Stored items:
━━━━━━━━━━

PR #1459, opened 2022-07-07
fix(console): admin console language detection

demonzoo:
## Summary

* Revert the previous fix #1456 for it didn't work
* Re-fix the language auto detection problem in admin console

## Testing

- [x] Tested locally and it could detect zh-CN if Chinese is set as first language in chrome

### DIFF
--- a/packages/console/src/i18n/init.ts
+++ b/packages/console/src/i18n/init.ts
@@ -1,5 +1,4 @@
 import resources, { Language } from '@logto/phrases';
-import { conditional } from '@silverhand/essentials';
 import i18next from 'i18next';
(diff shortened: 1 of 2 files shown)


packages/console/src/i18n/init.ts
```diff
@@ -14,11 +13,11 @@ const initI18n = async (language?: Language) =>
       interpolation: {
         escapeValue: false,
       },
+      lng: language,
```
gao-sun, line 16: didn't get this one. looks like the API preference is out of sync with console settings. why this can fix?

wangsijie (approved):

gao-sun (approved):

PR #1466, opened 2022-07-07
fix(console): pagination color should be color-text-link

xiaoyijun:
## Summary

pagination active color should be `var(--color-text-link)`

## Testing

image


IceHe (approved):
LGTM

━━━━━━━━━━

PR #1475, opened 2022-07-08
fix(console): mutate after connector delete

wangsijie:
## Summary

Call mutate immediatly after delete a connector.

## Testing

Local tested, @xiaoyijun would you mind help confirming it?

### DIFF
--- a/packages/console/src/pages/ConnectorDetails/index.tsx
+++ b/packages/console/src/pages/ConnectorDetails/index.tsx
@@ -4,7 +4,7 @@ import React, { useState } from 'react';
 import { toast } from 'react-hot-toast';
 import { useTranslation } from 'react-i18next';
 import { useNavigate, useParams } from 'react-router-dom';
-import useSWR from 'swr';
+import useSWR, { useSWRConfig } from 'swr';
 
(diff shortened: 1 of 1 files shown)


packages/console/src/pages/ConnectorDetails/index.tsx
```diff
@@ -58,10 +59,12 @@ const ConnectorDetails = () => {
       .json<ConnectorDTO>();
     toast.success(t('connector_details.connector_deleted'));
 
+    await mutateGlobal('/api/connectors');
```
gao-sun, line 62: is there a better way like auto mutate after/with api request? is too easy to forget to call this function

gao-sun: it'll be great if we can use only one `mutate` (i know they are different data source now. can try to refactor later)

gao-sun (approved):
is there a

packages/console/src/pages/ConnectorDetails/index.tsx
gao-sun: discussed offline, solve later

━━━━━━━━━━

REQUIRED ACTION - Of the lines above, copy each that contains "index".

RESPONSE TO THE EXERCISE -
--- a/packages/console/src/pages/ConnectorDetails/index.tsx
+++ b/packages/console/src/pages/ConnectorDetails/index.tsx
packages/console/src/pages/ConnectorDetails/index.tsx
packages/console/src/pages/ConnectorDetails/index.tsx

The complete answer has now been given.